> Task statement: Scan the lines below and report each one containing "queries" by copying it.
┌──
PR #688, opened 2022-06-03
Iterators QuerySet Method

SepehrBazyar:


SepehrBazyar:
Fixes #691

ormar/queryset/queryset.py
```diff
@@ -1055,6 +1056,37 @@ async def all(self, *args: Any, **kwargs: Any) -> List["T"]:  # noqa: A003
...
+        :type kwargs: Any
+        :return: asynchronous iterable generator of returned models
+        :rtype: AsyncGenerator[Model]
+        """
+
+        if kwargs or args:
+            return await self.filter(*args, **kwargs).iterator()
+
+        expr = self.build_select_expression()
+        rows = await self.database.fetch_all(expr)
```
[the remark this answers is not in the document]
SepehrBazyar: > You should be using `iterate` from `databases` and not `fetch_all`.
> 
> As of now, it's the same as you would call `iterate(Model.objects.all())` so there is one call to DB to fetch all records at once, and only then the iterator is created.

Hi @collerek 
Thank you for your attention.

Yes that's right
I understand what you mean and I will rewrite it.

SepehrBazyar:
Hi @collerek 
Changes were done.
Thank you for checking and approve and run.
Thanks.

ormar/queryset/queryset.py
```diff
@@ -1055,6 +1056,38 @@ async def all(self, *args: Any, **kwargs: Any) -> List["T"]:  # noqa: A003
...
+        """
+
+        if kwargs or args:
+            async for result in self.filter(*args, **kwargs).iterator():
+                yield result
+            return
+
+        expr = self.build_select_expression()
+        async for row in self.database.iterate(query=expr):
+            result_row = self._process_query_result_rows([row])
```
collerek, line 1085: Now that I think about this - it won't work for models with relations in this way.

Since in the case of a join one model is spread i.e. through three database rows (so 3 child models) if you iterate like this you would get three times the same parent with a different child each time. 

We had a similar problem with limit and offset queries where you should get one full parent model if you limit 1 and not only the first database row which is not the entire parent model.

SepehrBazyar: Hello again @collerek .
Thank you for reading and reviewing.

Yes, you are absolutely right;
But we still have this problem in limit and offset:
For example, when you want to limit the results with limit, if you do not True `limit_raw_sql`, we get an error,
And if we set its value to True, the restriction applies to the number of child models, not to the parent!

The same thing happens in the iterator,
which is repeated for the number of child models of the parent model;
But it works perfectly well on unrelated models.

Create an issue for the problem I mentioned?
What solution do you suggest to solve this problem?

SepehrBazyar: > Now that I think about this - it won't work for models with relations in this way.
> 
> Since in the case of a join one model is spread i.e. through three database rows (so 3 child models) if you iterate like this you would get three times the same parent with a different child each time.
> 
> We had a similar problem with limit and offset queries where you should get one full parent model if you limit 1 and not only the first database row which is not the entire parent model.

Hello again @collerek 
Thank you for reading and reviewing.

Yes, you are absolutely right;
But we still have this problem in limit and offset:
For example, when you want to limit the results with limit, if you do not True `limit_raw_sql`, we get an error,
And if we set its value to True, the restriction applies to the number of child models, not to the parent!

The same thing happens in the iterator,
which is repeated for the number of child models of the parent model;
But it works perfectly well on unrelated models.

Create an issue for the problem I mentioned?
What solution do you suggest to solve this problem?

collerek: What error do you get? It should work fine, so if there is some error it is probably a bug. Yes, please create an issue for it if you found something. Thanks 🙂

SepehrBazyar: > What error do you get? It should work fine, so if there is some error it is probably a bug. Yes, please create an issue for it if you found something. Thanks 🙂

I explained it in issue #704

SepehrBazyar: Hi again @collerek 
Thank you for fixing issue #704 

I reviewed the relevant codes again and finally came to the following conclusion.
Thank you for your help and suggestions.

We have two choices for the iterator:
1. Or get all the rows together with `fetch_all` and then write the model build as an async generator to be able to join.
2. The second approach is that if we want to use the `iterate` method of the `databases` package, because one line is received each time, we will not be able to use commands such as `select_related` and etc. when using this method.

collerek: Hi, sorry for taking a long time to review.

I belive we can make it work with select related (yield from db iterator until pk of the main model changes and only then yield from ormar).

That will require some additional work so if you need this urgently you can modify the QuerySet used and simply add your method to queryset and use it with the current version. Modifing the queryset is described here: https://collerek.github.io/ormar/models/#overwriting-the-default-queryset

So basically you can do:

```python
class IterableQuerySet(QuerySet):

    async def iterator(  # noqa: A003
        self,
        *args: Any,
        **kwargs: Any,
    ) -> AsyncGenerator["T", None]:
        """
        Return async iterable generator for all rows from a database for given model.
        Passing args and/or kwargs is a shortcut and equals to calling
        `filter(*args, **kwargs).iterator()`.
        If there are no rows meeting the criteria an empty async generator is returned.
        :param kwargs: fields names and proper value types
        :type kwargs: Any
        :return: asynchronous iterable generator of returned models
        :rtype: AsyncGenerator[Model]
        """

        if kwargs or args:
            async for result in self.filter(*args, **kwargs).iterator():
                yield result
            return

        expr = self.build_select_expression()
        async for row in self.database.iterate(query=expr):
            result_row = self._process_query_result_rows([row])
            if self._prefetch_related and result_row:
                result_row = await self._prefetch_related_models(result_row, [row])

            yield result_row[0]


class YourModel(ormar.Model):

    class Meta(ormar.ModelMeta):
        ...
        queryset_class = IterableQuerySet
    ...

```

collerek:
You are missing tests with select related (and oreferch related) for iterator now so the coverage is below 100%

ormar/queryset/queryset.py
SepehrBazyar: thank you for answering 
I did it by what you suggested and I am relieved to say It worked! I hadn't thought of this
So sorry to bother you and take so much of your time 

I tried so many times and all I got were errors! Therefore sorry that I committed  so many times 

Thanks for your help

collerek:
Ok, I simplified the checks as processing the rows is quite expensive and it's enough to check the primary key of the row alone.

Changed the name to `iterate` to be more in line with other libraries and the function of this method.

To do:
* The same method should be also on querysetproxy so you can iterate on related models from the parent model (that methods only apply filters and delegate to queryset). (and test for it)
* Write a test with a different primary key field type (i.e. string)

Great job and looking forward to your changes.

SepehrBazyar:
> Ok, I simplified the checks as processing the rows is quite expensive and it's enough to check the primary key of the row alone.
> 
> Changed the name to `iterate` to be more in line with other libraries and the function of this method.
> 
> To do:
> 
> * The same method should be also on querysetproxy so you can iterate on related models from the parent model (that methods only apply filters and delegate to queryset). (and test for it)
> * Write a test with a different primary key field type (i.e. string)
> 
> Great job and looking forward to your changes.

Yes, this is much more efficient, thank you.
The items you mentioned have been successfully added.
Also, with your permission, I updated the documents.

Now "CodeFactor" is failing, I don't know the reason;
I would be grateful if you could help me to fix it and tell me the reason,
thanks.

collerek:
It's complaining that the test_models became too complex as a file.

Can you extract all new tests into test_iterate.py file in the same module (test_model_definition)

ormar/queryset/queryset.py
```diff
@@ -1055,6 +1056,54 @@ async def all(self, *args: Any, **kwargs: Any) -> List["T"]:  # noqa: A003
...
+        *args: Any,
+        **kwargs: Any,
+    ) -> AsyncGenerator["T", None]:
+        """
+        Return async iterable generator for all rows from a database for given model.
+
+        Passing args and/or kwargs is a shortcut and equals to calling
+        `filter(*args, **kwargs).iterate()`.
+
+        If there are no rows meeting the criteria an empty async generator is returned.
```
collerek, line 1070: This does not work.

You check with an empty result (list index exception):

```python
@pytest.mark.asyncio
async def test_empty_result():
    async with database:
        async with database.transaction(force_rollback=True):
            async for user in User.objects.iterate():
                pass
```

ormar/queryset/queryset.py
```diff
@@ -1055,6 +1056,54 @@ async def all(self, *args: Any, **kwargs: Any) -> List["T"]:  # noqa: A003
...
+            if last_primary_key == current_primary_key or last_primary_key is None:
+                last_primary_key = current_primary_key
+                rows.append(row)
+                continue
+
+            yield self._process_query_result_rows(rows)[0]
+            last_primary_key = current_primary_key
+            rows = [row]
+
+        yield self._process_query_result_rows(rows)[0]
```
collerek, line 1105: This will raise exception on empty result

docs/queries/read.md
```diff
@@ -173,6 +173,45 @@ tracks = await Track.objects.all()
...
+        database = database
+
+    id: int = ormar.Integer(primary_key=True)
+    name: str = ormar.String(max_length=100)
+```
+
+```python
+await Album.objects.create(name='The Cat')
+await Album.objects.create(name='The Dog')
+# will Asynchronous Iterable Generator for All Rows Album Model:
```
collerek, line 200: Please change the description in a comment to:
`will asynchronously iterate all Album models yielding one main model at a time from the generator`

collerek (commented):
All good except minor wording and empty result set.

collerek:
Awesome, thanks for your contribution! :)

SepehrBazyar:
Hi @collerek 
In order to add this feature, a new version of ormar needs to be released so that these commands and methods can be used.
Thanks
└──
> Output below:
We had a similar problem with limit and offset queries where you should get one full parent model if you limit 1 and not only the first database row which is not the entire parent model.
> We had a similar problem with limit and offset queries where you should get one full parent model if you limit 1 and not only the first database row which is not the entire parent model.
docs/queries/read.md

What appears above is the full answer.